Task material
++++++++++++++++++++

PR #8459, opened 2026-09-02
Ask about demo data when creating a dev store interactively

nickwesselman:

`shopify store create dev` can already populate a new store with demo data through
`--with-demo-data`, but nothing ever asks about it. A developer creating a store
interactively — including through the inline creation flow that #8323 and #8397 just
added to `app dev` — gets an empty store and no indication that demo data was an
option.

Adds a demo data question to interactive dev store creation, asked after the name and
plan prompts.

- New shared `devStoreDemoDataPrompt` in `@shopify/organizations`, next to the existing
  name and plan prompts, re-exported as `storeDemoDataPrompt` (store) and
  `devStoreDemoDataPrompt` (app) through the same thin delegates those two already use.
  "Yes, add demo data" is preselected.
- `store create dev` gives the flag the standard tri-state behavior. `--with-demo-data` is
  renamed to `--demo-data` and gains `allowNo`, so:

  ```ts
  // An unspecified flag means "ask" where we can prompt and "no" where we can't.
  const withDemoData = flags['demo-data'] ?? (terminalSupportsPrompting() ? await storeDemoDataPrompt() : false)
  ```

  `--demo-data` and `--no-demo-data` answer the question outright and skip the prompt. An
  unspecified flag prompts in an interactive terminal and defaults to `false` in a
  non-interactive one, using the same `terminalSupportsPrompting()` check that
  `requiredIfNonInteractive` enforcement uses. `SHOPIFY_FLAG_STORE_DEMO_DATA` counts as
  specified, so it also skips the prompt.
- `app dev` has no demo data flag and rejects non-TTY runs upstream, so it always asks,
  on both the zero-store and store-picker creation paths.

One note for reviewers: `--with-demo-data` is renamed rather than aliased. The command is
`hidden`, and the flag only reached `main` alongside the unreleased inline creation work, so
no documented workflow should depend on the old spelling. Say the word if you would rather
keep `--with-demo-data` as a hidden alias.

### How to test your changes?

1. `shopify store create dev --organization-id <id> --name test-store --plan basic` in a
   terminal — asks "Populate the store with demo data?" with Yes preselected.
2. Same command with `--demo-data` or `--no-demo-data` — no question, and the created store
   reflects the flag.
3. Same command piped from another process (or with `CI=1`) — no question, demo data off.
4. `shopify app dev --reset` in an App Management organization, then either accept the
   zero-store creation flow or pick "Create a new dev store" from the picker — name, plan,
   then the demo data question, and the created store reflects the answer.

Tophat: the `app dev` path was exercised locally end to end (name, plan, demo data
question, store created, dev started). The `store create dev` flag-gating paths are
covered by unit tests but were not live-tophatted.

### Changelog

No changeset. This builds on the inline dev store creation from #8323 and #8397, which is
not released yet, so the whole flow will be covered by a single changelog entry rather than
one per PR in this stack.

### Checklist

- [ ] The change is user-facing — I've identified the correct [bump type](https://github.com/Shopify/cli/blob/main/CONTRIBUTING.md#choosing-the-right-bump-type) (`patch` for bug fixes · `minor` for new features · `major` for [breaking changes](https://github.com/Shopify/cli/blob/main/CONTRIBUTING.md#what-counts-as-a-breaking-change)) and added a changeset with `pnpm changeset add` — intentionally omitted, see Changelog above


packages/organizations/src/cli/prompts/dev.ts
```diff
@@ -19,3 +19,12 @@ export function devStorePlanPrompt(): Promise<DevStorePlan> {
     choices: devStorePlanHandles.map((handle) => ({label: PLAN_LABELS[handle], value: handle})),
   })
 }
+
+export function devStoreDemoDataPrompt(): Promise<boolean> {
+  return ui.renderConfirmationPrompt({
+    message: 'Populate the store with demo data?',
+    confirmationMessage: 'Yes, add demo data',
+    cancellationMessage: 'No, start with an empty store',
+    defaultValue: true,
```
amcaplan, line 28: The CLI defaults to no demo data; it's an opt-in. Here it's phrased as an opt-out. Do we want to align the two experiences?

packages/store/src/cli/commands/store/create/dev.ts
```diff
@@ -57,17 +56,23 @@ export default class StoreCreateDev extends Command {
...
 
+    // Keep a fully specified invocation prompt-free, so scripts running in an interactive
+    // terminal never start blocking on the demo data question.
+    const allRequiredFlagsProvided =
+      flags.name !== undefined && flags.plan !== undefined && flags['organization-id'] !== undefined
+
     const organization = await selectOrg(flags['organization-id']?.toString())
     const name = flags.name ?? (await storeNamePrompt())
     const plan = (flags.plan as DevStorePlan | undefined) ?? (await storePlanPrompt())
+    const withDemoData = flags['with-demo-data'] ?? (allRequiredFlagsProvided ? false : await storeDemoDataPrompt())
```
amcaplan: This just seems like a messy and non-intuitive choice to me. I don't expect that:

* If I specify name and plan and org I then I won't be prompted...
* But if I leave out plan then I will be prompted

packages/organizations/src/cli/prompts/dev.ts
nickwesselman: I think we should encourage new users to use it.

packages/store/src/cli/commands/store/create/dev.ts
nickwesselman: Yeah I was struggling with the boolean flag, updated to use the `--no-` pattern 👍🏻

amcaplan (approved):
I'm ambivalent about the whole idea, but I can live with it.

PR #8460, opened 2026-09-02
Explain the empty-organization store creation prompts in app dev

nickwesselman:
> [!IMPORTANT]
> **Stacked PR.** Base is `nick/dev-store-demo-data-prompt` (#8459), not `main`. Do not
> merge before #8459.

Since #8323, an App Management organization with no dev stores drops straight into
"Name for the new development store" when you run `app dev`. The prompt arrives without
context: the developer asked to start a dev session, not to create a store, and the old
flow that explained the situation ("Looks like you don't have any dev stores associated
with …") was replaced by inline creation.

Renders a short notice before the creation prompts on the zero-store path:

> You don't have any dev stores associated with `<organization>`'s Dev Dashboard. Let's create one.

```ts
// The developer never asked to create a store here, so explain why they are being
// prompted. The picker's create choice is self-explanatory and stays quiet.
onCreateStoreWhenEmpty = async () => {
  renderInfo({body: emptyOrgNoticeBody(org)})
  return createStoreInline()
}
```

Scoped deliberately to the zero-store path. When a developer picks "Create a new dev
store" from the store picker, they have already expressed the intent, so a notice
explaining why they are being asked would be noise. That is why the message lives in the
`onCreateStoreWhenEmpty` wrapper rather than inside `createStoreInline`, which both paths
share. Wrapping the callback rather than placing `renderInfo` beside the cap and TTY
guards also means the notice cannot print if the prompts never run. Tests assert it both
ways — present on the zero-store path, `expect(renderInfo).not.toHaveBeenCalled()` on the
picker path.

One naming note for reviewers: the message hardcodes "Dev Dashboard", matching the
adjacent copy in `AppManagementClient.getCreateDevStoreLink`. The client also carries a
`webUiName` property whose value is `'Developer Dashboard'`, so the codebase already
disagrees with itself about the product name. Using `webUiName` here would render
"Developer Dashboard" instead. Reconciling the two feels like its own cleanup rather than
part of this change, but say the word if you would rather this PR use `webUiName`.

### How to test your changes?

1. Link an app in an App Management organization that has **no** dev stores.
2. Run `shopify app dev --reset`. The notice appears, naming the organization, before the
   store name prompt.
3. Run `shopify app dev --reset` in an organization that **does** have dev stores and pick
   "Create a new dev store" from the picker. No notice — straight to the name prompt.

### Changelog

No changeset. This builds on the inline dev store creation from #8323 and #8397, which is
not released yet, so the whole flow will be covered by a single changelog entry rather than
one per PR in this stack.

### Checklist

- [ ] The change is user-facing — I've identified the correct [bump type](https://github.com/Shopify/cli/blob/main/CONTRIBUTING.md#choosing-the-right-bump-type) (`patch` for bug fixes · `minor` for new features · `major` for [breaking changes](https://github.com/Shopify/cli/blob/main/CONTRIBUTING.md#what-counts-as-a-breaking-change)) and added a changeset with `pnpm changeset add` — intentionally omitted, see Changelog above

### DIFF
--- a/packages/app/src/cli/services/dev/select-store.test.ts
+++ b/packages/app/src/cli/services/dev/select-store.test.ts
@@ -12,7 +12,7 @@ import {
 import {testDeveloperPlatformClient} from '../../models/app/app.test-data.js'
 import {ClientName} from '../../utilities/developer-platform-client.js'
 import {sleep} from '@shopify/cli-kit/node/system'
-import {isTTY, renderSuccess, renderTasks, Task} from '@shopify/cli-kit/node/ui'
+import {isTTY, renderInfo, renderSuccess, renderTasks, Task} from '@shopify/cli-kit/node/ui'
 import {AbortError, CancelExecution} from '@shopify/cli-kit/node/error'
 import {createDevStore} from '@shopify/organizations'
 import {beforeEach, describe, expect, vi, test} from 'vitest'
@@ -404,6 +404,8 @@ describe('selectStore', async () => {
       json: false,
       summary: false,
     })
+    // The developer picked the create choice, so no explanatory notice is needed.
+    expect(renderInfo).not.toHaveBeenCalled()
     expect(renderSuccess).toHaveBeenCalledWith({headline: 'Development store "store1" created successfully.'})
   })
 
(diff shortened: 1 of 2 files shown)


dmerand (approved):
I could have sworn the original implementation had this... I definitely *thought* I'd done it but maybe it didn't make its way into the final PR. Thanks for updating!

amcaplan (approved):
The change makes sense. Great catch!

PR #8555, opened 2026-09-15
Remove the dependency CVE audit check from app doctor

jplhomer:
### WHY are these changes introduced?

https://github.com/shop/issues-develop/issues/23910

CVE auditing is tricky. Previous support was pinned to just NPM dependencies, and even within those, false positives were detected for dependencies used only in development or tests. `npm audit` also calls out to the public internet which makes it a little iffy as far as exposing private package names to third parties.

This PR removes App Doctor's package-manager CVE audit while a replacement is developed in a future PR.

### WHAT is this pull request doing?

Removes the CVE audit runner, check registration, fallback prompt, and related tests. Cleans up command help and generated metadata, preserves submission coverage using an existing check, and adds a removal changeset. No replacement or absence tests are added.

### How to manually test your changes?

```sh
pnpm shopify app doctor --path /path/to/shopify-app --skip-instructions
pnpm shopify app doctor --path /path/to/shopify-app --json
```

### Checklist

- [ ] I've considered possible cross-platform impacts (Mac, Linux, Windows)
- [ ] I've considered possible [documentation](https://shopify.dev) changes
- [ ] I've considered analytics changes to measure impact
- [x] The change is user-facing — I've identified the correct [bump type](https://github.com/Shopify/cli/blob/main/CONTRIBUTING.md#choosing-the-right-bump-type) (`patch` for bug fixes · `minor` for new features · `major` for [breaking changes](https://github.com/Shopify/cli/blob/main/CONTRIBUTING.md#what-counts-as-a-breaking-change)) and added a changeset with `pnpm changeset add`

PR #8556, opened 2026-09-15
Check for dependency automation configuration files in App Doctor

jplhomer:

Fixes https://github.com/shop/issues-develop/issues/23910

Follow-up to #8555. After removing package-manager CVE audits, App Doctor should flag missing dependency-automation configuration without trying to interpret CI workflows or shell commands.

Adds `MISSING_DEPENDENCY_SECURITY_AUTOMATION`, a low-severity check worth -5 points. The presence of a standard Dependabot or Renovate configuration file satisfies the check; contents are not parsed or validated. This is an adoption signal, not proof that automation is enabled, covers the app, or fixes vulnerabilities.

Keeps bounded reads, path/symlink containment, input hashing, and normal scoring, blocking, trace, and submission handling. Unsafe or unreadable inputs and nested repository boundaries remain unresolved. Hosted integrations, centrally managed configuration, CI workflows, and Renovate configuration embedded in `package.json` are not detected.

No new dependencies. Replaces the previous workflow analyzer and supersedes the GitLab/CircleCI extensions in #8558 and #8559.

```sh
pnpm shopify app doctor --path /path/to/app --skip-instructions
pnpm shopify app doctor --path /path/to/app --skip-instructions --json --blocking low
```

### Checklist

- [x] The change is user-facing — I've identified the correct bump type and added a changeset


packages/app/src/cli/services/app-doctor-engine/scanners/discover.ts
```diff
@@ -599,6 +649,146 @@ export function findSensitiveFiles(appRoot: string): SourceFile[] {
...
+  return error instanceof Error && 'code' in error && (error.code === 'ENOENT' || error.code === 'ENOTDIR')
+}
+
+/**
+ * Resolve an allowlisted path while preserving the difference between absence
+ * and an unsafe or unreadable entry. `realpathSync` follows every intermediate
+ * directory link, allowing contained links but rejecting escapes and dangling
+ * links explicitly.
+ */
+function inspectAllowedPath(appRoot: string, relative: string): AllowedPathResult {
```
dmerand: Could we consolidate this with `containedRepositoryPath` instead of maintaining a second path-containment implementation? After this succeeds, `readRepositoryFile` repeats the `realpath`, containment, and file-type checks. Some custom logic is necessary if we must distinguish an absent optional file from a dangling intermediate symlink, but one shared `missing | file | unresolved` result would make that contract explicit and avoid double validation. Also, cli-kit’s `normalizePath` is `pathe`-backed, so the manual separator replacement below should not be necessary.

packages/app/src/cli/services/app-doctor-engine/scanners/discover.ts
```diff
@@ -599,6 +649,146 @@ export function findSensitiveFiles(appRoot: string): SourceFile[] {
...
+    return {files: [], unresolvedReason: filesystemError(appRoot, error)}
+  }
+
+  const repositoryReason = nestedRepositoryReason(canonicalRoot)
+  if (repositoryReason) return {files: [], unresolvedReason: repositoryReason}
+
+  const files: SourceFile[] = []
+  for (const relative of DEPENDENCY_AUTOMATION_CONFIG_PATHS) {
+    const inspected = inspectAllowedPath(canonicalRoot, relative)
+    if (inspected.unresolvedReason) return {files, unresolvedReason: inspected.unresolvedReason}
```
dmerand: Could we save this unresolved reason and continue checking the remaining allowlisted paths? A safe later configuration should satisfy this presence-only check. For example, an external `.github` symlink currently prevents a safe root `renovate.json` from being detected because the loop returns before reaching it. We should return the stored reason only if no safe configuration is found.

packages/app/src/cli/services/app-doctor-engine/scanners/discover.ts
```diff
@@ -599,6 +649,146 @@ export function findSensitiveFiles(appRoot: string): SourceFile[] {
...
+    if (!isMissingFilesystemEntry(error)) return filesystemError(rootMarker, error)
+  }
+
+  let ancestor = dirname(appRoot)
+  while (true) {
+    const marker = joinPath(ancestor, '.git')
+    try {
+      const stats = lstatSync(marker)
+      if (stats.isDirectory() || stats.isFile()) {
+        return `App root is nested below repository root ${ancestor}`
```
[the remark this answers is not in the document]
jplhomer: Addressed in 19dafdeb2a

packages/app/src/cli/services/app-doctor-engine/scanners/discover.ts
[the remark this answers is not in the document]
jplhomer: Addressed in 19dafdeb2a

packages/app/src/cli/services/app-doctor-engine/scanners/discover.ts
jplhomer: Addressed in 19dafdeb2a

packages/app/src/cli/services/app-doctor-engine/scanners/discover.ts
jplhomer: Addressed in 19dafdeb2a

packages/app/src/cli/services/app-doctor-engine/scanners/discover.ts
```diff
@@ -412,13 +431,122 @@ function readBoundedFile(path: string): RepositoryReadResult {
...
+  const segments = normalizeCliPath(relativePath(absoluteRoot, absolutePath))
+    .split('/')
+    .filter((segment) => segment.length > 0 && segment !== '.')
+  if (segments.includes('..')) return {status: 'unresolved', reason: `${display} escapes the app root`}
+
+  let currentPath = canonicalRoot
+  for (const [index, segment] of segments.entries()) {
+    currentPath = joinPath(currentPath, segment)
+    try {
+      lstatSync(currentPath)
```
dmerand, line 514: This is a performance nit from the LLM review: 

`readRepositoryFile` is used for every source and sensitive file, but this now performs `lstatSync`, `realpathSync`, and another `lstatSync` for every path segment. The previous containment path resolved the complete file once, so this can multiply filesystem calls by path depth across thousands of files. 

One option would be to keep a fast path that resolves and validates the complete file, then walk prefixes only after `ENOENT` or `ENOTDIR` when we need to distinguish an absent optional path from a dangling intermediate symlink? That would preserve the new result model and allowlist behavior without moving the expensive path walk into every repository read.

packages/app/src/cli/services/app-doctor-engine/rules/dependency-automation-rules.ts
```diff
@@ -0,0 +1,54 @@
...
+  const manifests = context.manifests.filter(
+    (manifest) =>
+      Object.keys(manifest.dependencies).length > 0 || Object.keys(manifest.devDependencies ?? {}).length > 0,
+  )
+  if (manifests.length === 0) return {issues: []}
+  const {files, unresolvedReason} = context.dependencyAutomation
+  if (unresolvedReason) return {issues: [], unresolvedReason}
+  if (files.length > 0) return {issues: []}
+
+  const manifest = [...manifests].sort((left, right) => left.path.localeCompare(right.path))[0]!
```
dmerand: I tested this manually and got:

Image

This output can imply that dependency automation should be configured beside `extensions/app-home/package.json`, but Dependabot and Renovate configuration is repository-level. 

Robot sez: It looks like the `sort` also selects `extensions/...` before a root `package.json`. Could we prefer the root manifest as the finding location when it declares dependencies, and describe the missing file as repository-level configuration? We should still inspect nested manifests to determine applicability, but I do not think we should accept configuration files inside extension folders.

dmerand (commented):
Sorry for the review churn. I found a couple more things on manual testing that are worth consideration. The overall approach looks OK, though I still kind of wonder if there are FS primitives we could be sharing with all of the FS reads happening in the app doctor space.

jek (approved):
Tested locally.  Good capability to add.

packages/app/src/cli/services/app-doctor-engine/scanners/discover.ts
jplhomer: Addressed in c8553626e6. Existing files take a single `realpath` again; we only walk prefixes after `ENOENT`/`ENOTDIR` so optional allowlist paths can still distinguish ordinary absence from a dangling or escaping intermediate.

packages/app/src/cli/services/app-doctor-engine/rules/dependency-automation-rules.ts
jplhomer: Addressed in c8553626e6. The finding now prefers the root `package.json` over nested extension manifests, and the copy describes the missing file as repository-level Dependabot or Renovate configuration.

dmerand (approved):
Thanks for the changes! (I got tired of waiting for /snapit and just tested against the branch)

++++++++++++++++++++

Task item
Look over the entries above and say how many lines contain "renamed"; give only the number.

Answer area
2